Quand on associe ce que nous pensons du temps et ce que nous en vivons, il faut encore opérer de nouvelles distinctions ou précisions dans ce qui constitue le chronos et dans ce qui relève du kairos :
- Le temps physique est celui qui est régi par les lois de la matière. C’est un temps conceptuel, objectif, un temps théorique qui fait une grande place à l’abstraction. C’est aussi le temps qu’on mesure, qui relève d’une chronologie ou d’une chronométrie. Nous sommes ici dans le champ du quantifiable.
- Le temps biologique, comme le précédent, appartient à la science. Mais ici les connaissances portent sur le monde vivant et ce qu’on peut en observer. D’autres lois sont ici à l’œuvre qui accompagnent le développement et la croissance, le maintien de la vie au cours du temps et la mort.
- Le temps psychologique conduit à une approche qualitative du temps. Est prise en compte l’activité de la mémoire et de l’appréciation subjective des diverses formes du temps que sont la durée, la vitesse, le rythme. On parle ici de chronesthésie, c’est-à-dire d’une sensibilité liée à la perception et au vécu du temps.
- Le temps social, collectif, conjugue le temps personnel propre à chacun et le temps des autres – celui qui vient de la société elle-même, organisée selon certaines règles temporelles, celui aussi qui est partagé avec les proches dans un engagement où soi et autrui sont tributaires l’un de l’autre.
- Le temps de l’histoire, enfin, concerne la biographie, les événements et leur succession qui font la singularité de l’individu via les récits qui peuvent en être faits ; c’est aussi la particularité d’une époque, ses caractéristiques qui apparaissent dans les récits individuels et collectifs dans lesquels se situe toute existence humaine.
Ainsi, quand nous pensons le temps que nous vivons, nous nous déplaçons dans ces différentes catégories, sans d’ailleurs toujours bien les différencier, tant elles sont combinées. Pour plus de clarté, nous allons malgré tout les examiner les unes après les autres.

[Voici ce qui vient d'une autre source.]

PR #36, opened 2020-08-04
`--check` option, mirroring `black --check`

akaihola:
`--check` skips writing changes to files, and returns a return value of 1 from the `darker` process in case any modified lines in any of the given files are not already properly formatted.

The return value will allow using `darker` with more different tools. It for example opens the possibility for a `pytest-darker` plugin.

### DIFF
--- a/CHANGES.rst
+++ b/CHANGES.rst
@@ -6,8 +6,12 @@ These features will be included in the next release:
 Added
 -----
 
+- ``--check`` returns 1 from the process but leaves files untouched if any file would
+  require reformatting
+
 Fixed
 -----
+
 
 1.0.0_ - 2020-07-15
 ===================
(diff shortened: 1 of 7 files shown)


akaihola:
I rebased on `master` and resolved conflicts.

akaihola:
@samoylovfp, both `--diff` and `--check` do imply that changes aren't written into files. The reason for this is simply that it's how Black works. This ensures that Darker can more easily act as a direct replacement for Black when integrating with other tools.

akaihola:
> I would refactor the code so there is a function
> that returns the proposed changes
> and another function that actually applies those

I did that, could you make a another quick check on the code? Quite some test changes were required as a result.

samoylovfp:
@akaihola I think it looks excellent!

PR #40, opened 2020-08-04
Link other interesting projects in the README

akaihola:


Carreau:
I'm also working on https://github.com/Carreau/velin, which reformat docstrings that follow the numpydoc convention, (and also can run black in docstrings tha follow numpydoc convention with `>>>` and `...` prompts.

PR #43, opened 2020-08-07
WIP: Add -r / --revision argument for specifying which Git revision to compare to

### LINKED ISSUE #42: Option for specifying Git revision to compare against
Darker now always compares the working tree against Git `HEAD` to find out which lines were changed. It would be useful to allow comparisons against other revisions as well. One use case is to compare a feature branch to the branching point so formatting and linting fixes can be done before merging.

This could be implemented with a `-r` / `--revision` command line argument, defaulting to `HEAD`, and being used in `darker.git.git_get_unmodified_content()`. That function would include the revision when calling `git show <revision>:/<path.py>`.

akaihola:
Fixes #42. Should be reviewed and merged only after #48 has been merged.

TODO: unit tests
- [x] two commits in a repo, compare to first
- [x] test case for when current files didn't exist at the given revision
- [x] test case for `git_get_unmodified_content()` with a non-`HEAD` revision
- [x] add cases to `test_revision()` with unmodified content compared to the given revision

### DIFF
--- a/README.rst
+++ b/README.rst
@@ -113,7 +113,9 @@ The following `command line arguments`_ can also be used to modify the defaults:
 .. code-block:: shell
 
      -r REVISION, --revision REVISION
-                           Git revision against which to compare the working tree
+                           Git revision against which to compare the working
+                           tree. Tags, branch names, commit hashes, and other
+                           expressions like HEAD~5 work here.
 
      --diff                Don't write the files back, just output a diff for
                            each file on stdout. Highlight syntax on screen if
--- a/README.rst
+++ b/README.rst
@@ -112,6 +112,9 @@ The following `command line arguments`_ can also be used to modify the defaults:
 
 .. code-block:: shell
 
+     -r REVISION, --revision REVISION
+                           Git revision against which to compare the working tree
+
      --diff                Don't write the files back, just output a diff for
                            each file on stdout. Highlight syntax on screen if
                            the `pygments` package is available.
@@ -137,9 +140,11 @@ The following `command line arguments`_ can also be used to modify the defaults:
 
 *New in version 1.0.0:* isort_ is configured with ``-c`` and ``-l``, too.
 
-*New in version 1.1.0:* The ``--check`` command line option.
+*New in version 1.1.0:* The ``-r`` / ``--revision`` command line option.
 
 *New in version 1.1.0:* The ``--diff`` command line option.
+
+*New in version 1.1.0:* The ``--check`` command line option.
 
 *New in version 1.1.0:* The ``--no-skip-string-normalization`` command line option.
 
--- a/setup.cfg
+++ b/setup.cfg
@@ -26,6 +26,7 @@ packages = find:
 install_requires =
     black
     typing-extensions ; python_version < "3.8"
+    dataclasses ; python_version < "3.7"
 python_requires = >=3.6
 
 [options.packages.find]
--- a/src/darker/__main__.py
+++ b/src/darker/__main__.py
@@ -19,7 +19,7 @@ logger = logging.getLogger(__name__)
 
 
 def format_edited_parts(
-    srcs: Iterable[Path], enable_isort: bool, black_args: BlackArgs
+    srcs: Iterable[Path], revision: str, enable_isort: bool, black_args: BlackArgs
 ) -> Generator[Tuple[Path, str, str, List[str]], None, None]:
     """Black (and optional isort) formatting for chunks with edits since the last commit
 
@@ -39,6 +39,7 @@ def format_edited_parts(
     10. write the reformatted source back to the original file
 
     :param srcs: Directories and files to re-format
+    :param revision: The Git revision against which to compare the working tree
     :param enable_isort: ``True`` to also run ``isort`` first on each changed file
     :param black_args: Command-line arguments to send to ``black.FileMode``
     :return: A generator which yields details about changes for each file which should
@@ -46,8 +47,8 @@ def format_edited_parts(
 
     """
     git_root = get_common_root(srcs)
-    changed_files = git_get_modified_files(srcs, git_root)
-    edited_linenums_differ = EditedLinenumsDiffer(git_root)
+    changed_files = git_get_modified_files(srcs, revision, git_root)
+    edited_linenums_differ = EditedLinenumsDiffer(git_root, revision)
 
     for path_in_repo in changed_files:
         src = git_root / path_in_repo
@@ -68,7 +69,7 @@ def format_edited_parts(
         for context_lines in range(max_context_lines + 1):
             # 2. diff HEAD and worktree for the file
             # 3. extract line numbers in each edited to-file for changed lines
-            edited_linenums = edited_linenums_differ.head_vs_lines(
+            edited_linenums = edited_linenums_differ.revision_vs_lines(
                 path_in_repo, edited_lines, context_lines
             )
             if (
@@ -199,7 +200,7 @@ def main(argv: List[str] = None) -> int:
     # We need both forms when showing diffs or modifying files.
     # Pass them both on to avoid back-and-forth conversion.
     for path, old_content, new_content, new_lines in format_edited_parts(
-        paths, args.isort, black_args
+        paths, args.revision, args.isort, black_args
     ):
         some_files_changed = True
         if args.diff:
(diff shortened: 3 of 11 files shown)


Carreau:
Ah well, I see we started working on the same thing at the same time twice !

Carreau:
I was also thinking in a config file (pyproject.toml at the root of the repo?) having the ability to give a revision to be used by default. But +1.

akaihola:
>Ah well, I see we started working on the same thing at the same time twice !

:smile: yes... the solutions are pretty similar.

Do you know if there's a difference in any situation between `git show :./file.py` and `git show HEAD:./file.py`?
I did notice that in one of the tests I did only `git add` without `git commit`, and that test broke when `:` changed to `HEAD:`.

I'm also considering different names for the option. Git documentation shows `<commit>` in command line examples, explains the syntax in `"SPECIFYING REVISIONS"`, and I also see "commit-ish" and "committish" used.

From the glossary:

>**[commit](https://git-scm.com/docs/gitglossary#Documentation/gitglossary.txt-aiddefcommitacommit)**
>As a noun: A single point in the Git history; the entire history of a project is represented as a set of interrelated commits. The word "commit" is often used by Git in the same places other revision control systems use the words "revision" or "version". Also used as a short hand for commit object.
>
>**[commit-ish](https://git-scm.com/docs/gitglossary#Documentation/gitglossary.txt-aiddefcommit-ishacommit-ishalsocommittish)** (also committish)
>A commit object or an object that can be recursively dereferenced to a commit object. The following are all commit-ishes: a commit object, a tag object that points to a commit object, a tag object that points to a tag object that points to a commit object, etc.
>
>**[revision](https://git-scm.com/docs/gitglossary#Documentation/gitglossary.txt-aiddefrevisionarevision)**
Synonym for commit (the noun).

So I see your point about "commit-ish" – for example a tag object is not a commit or a revision.

But I also think `--commitish` [sic] is a clumsy option name and probably an obscure term for the average user.  That's why I ended up using `--revision` instead – also if you look at the [gitrevisions](https://git-scm.com/docs/gitrevisions) documentation, that [does use `<rev>`](https://git-scm.com/docs/gitrevisions#Documentation/gitrevisions.txt-emltrevgtltpathgtemegemHEADREADMEememmasterREADMEem) for the part of the `git show` expression we're using:

    <rev>:<path>, e.g. HEAD:README, master:./README

These are the reasons I came up with `--revision`. What do you think?

akaihola:
Summary of the main differences between mine vs. your solution:
- `revision` vs. `commitish`
- rename `head_vs_lines()` to `revision_vs_lines()` vs. keep the name
- default value of `"HEAD"` vs. `""`
- handle missing files in the given revision (in my version)

The rest of the differences are mostly a matter of taste. @Carreau could you review my MR and point out any flaws and design decisions you dislike? Also if you accept my invite on GitHub to become a collaborator on this repository, I can assign the MR for you to review.

akaihola:
@Carreau, I found a flaw in that untracked files were completely skipped. That's now fixed in #48, and this branch was re-built on top of that. Could you also review #48?

Carreau:
> Do you know if there's a difference in any situation between `git show :./file.py` and `git show HEAD:./file.py`?

Yeah, my main concern would be if users have staged only some ; or partial version of a file I think it _may_ differ; but I'm not too sure. I think that's fine enough and can be refined in further iteration if there are complaint.

I actually like `-r/--revisions`, I think it will be understandable enough, and also acomodate for potentially other VCS later (though I'm doubtfull), it's neet that it seem to work with things like `@{yesterday}`, or `master...`.

README.rst
```diff
@@ -112,6 +112,8 @@ The following `command line arguments`_ can also be used to modify the defaults:
 
 .. code-block:: shell
 
+     -r REVISION, --revision REVISION
+                           Git revision against which to compare the working tree
```
Carreau, line 116: I would add "should work with `HEAD~1`, `master..`, and other git expressions", or other similar phrasing, for people to understand it's not only hash based.

src/darker/__main__.py
```diff
@@ -39,17 +39,18 @@ def format_edited_parts(
...
 
     """
     git_root = get_common_root(srcs)
-    changed_files = git_diff_name_only(srcs, git_root)
-    edited_linenums_differ = EditedLinenumsDiffer(git_root)
+    changed_files = git_get_modified_files(srcs, revision, git_root)
+    edited_linenums_differ = EditedLinenumsDiffer(git_root, revision)
 
-    for path_in_repo in changed_files:
+    for path_in_repo in sorted(changed_files):
```
Carreau, line 53: 👍

src/darker/git.py
```diff
@@ -1,64 +1,116 @@
...
+    cmd = ["git", "show", f"{revision}:./{path}"]
     logger.debug("[%s]$ %s", cwd, " ".join(cmd))
-    return check_output(cmd, cwd=str(cwd), encoding='utf-8').splitlines()
+    try:
+        return check_output(cmd, cwd=str(cwd), encoding='utf-8').splitlines()
+    except CalledProcessError as exc_info:
+        if exc_info.returncode == 128:
+            # The file didn't exist at the given revision. Act as if it was an empty
+            # file, so all current lines appear as edited.
+            return []
```
Carreau, line 31: I think you `sys.exit()` in 48, so it will conflict. Probably 48 need to not sys.exit.

Carreau: nevermind you sys.exit in _git_check_output_lines

src/darker/tests/test_main_revision.py
```diff
@@ -0,0 +1,111 @@
...
+    git_repo.add(
+        {"+1M0.py": "MODIFIED=1\n", "+2M1-0.py": None}, commit="Third commit",
+    )
+    # Working tree:
+    for path in paths.values():
+        path.write(worktree_content)
+    arguments = ["--diff", "--revision", revision, "."]
+    should_raise = expect is SystemExit
+
+    with pytest.raises(SystemExit) if should_raise else nullcontext():
```
Carreau, line 102: Ha, I never even considered you could use if expression as a context manager.

akaihola: In the past I've used a custom helper for expressing both values and exceptions as expected outcomes. But this trick I found yesterday really makes it simple.

README.rst
akaihola, line 116:
```suggestion
                           Git revision against which to compare the working
                           tree. Tags, branch names, commit hashes, and other
                           expressions like HEAD~5 work here.
```

src/darker/command_line.py
```diff
@@ -30,6 +30,12 @@ def parse_command_line(argv: List[str]) -> Namespace:
         help="Path(s) to the Python source file(s) to reformat",
         metavar="PATH",
     )
+    parser.add_argument(
+        "-r",
+        "--revision",
+        default="HEAD",
+        help="Git revision against which to compare the working tree",
```
akaihola, line 37: To match your suggestion in the README:
```suggestion
        help=(
            "Git revision against which to compare the working tree. Tags, branch"
            " names, commit hashes, and other expressions like HEAD~5 work here."
        ),
```

README.rst
akaihola: Good idea. I expanded that as a suggestion in this review. Also did the corresponding thing in the argument parser.

Carreau:
I think that `--revision` + `--check`, will be really neet for CI. It will allow project to at least make sure that all contributions past a certain point are compliant, and I'll be able to likely update [one of my bot](https://github.com/MeeseeksBox/MeeseeksDev/blob/34fa2c7d26a0e376b2ff92fbc36c69cfe2ebf187/meeseeksdev/meeseeksbox/commands.py#L114-L150), to actually comment on PRs using the github suggestion to actually automatically fix PRs.

setup.cfg
```diff
@@ -26,6 +26,7 @@ packages = find:
 install_requires =
     black
     typing-extensions ; python_version < "3.8"
+    dataclasses ; python_version < "3.7"
 python_requires = >=3.6
```
Carreau, line 30: You can also considered being 3.7+ only ...

akaihola: Well, Black and isort both still support Python 3.6, and maybe it makes sense to be in sync with them. But it's a good point, we definitely should drop support for old Python versions periodically.

akaihola:
> I was also thinking in a config file (pyproject.toml at the root of the repo?) having the ability to give a revision to be used by default. But +1.

That's a good idea, @Carreau. I created #49 to think about configuration files for Darker. I think we should solve that in a separate PR.

Carreau:
Sorry, approved ! 


> I created #49 to think about configuration files for Darker.

Yes, I saw, and you tagged 1.2.0, which I think is reasonable. Just  `-r` is I think the last thing needed to be able to run darker in ci as you can hardcode the revision in the test script.

PR #44, opened 2020-08-07
Allow to give a commitish reference.

Carreau:
This allow to give a commit-ish reference and can thus work across
multiple commits.

I find this convenient as I usually want to run darker after having
committed or on a pull-request with many changes. I'm also thinking that
for example  if the commit-ish is `origin/master`, or in a config file,
some commit at some point in time; eventually all the lines will be
touched and this will become equivalent to isort + black.

I'm opened to better names for the option.

The PR itself is in 2 commits, second one being the result of `darker  . --commitish HEAD~1` on self.

### DIFF
--- a/src/darker/command_line.py
+++ b/src/darker/command_line.py
@@ -43,7 +43,7 @@ def parse_command_line(argv: List[str]) -> Namespace:
         help="Commit to consider for the diff, default to HEAD (unstaged changes).",
         nargs=1,
         default=[''],
-        metavar='COMMITISH'
+        metavar='COMMITISH',
     )
     parser.add_argument(
         "--check",
--- a/src/darker/command_line.py
+++ b/src/darker/command_line.py
@@ -39,6 +39,13 @@ def parse_command_line(argv: List[str]) -> Namespace:
         help="Don't write the files back, just output a diff for each file on stdout",
     )
     parser.add_argument(
+        "--commitish",
+        help="Commit to consider for the diff, default to HEAD (unstaged changes).",
+        nargs=1,
+        default=[''],
+        metavar='COMMITISH'
+    )
+    parser.add_argument(
         "--check",
         action="store_true",
         help=(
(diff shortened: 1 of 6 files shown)


Carreau:
closing see #43

src/darker/command_line.py
```diff
@@ -38,6 +38,13 @@ def parse_command_line(argv: List[str]) -> Namespace:
         action="store_true",
         help="Don't write the files back, just output a diff for each file on stdout",
     )
+    parser.add_argument(
+        "--commitish",
+        help="Commit to consider for the diff, default to HEAD (unstaged changes).",
+        nargs=1,
```
akaihola, line 44: I learned somthing new: Interestingly, `nargs=1` only means that one token is accepted after the option. Only the last occurrence of a repeated option is considered. So:
```bash
$ darker --commitish one --commitish two file.py
=> args.commitish == ["two"]
$ darker --commitish one --commitish two three file.py
=> args.commitish == ["two"], args.src = ["three", "file.py"]
$ darker --commitish one two --commitish three file.py
darker: error: unrecognized arguments: myfile.py
```

With my solution without `nargs=1`, the behavior is the same, except that we conveniently get a `str` instead of a `List[str]`:
```bash
$ darker --r one --r two file.py
=> args.revision == "two"
$ darker --r one --r two three file.py
=> args.revision == "two", args.src = ["three", "file.py"]
$ darker --r one two --r three file.py
darker: error: unrecognized arguments: myfile.py
```

Really limiting to one repeat requires a extra hack, as illustrated in [this Stack Overflow answer](https://stackoverflow.com/a/23032953/15770).

A repeated argument can be specified with `action="append"`, but there's no way to limit the repeats:
```python
parser.add_argument("-x", action="append", default=["DEFAULT"])
```
```bash
$ myscript.py -x one -x two -x three
=> args.x == ["DEFAULT", "one", "two", "three"]
```

Maybe it would be good to just switch to Click (#47).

Le temps de la matière, le temps physique
Pendant longtemps, on a pu croire à l’immuabilité du temps. L’univers est ainsi apparu comme éternel, uniquement régi par des règles mathématiques de la gravitation universelle précisée par Newton.
À première vue, dans le ciel, tout paraît fixe, les étoiles semblent à la même place, la matière ne bouge pas. C’est ainsi que Newton a reconnu un temps absolu. Nous savons bien aujourd’hui qu’il n’en est rien : Einstein nous a ouverts à la compréhension de relations étonnantes entre l’espace et le temps avec la théorie générale de la relativité et l’idée d’un espace-temps courbe et, donc, se déformant. On est ainsi arrivé à concevoir un univers en expansion à partir d’un point de départ appelé Big Bang. Cette conception conduit au constat d’une flèche du temps, c’est-à-dire d’un temps qui va dans une direction, de sorte qu’il n’est pas possible de l’inverser : on ne peut pas remonter le temps, même si certaines fictions romanesques ou cinématographiques excitent notre imagination en nous faisant croire le contraire. Plus précisément, et conformément au deuxième principe de la thermodynamique, dans le monde physique, les transformations que nous constatons vont toujours dans la direction du désordre, de la dégradation. C’est ce que l’on nomme l’entropie, laquelle ne peut que croître : il est impossible pour un système physique, quel qu’il soit, de revenir à son état initial, même si en mathématiques on peut toujours inverser les équations (Klein, 2002). Cependant, la mécanique quantique est encore venue contredire ce que l’on connaissait du cosmos. L’irréversibilité du temps et le déterminisme apparent sont désormais compris comme relatifs aux conditions d’observation : tout dépend des échelles de grandeur utilisées et, à l’échelle microscopique, la physique des particules amène à retenir le caractère aléatoire des phénomènes observés et leur possible réversibilité.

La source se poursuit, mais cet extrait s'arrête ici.